What this task involves »
All lines from the one containing "Set values from FHIR on slices" through the end of the data below must be reproduced exactly, and no others.

──────── Source records ────────

PR #156, opened 2020-01-27
Set values from FHIR on slices

### LINKED ISSUE #121: Slicing anomaly in instance of US Core Organization

ngfreiter:
Fixes #121, which is also tracked by https://standardhealthrecord.atlassian.net/browse/CIMPL-245.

────────

Answer section »
Set values from FHIR on slices

### LINKED ISSUE #121: Slicing anomaly in instance of US Core Organization

ngfreiter:
Fixes #121, which is also tracked by https://standardhealthrecord.atlassian.net/browse/CIMPL-245.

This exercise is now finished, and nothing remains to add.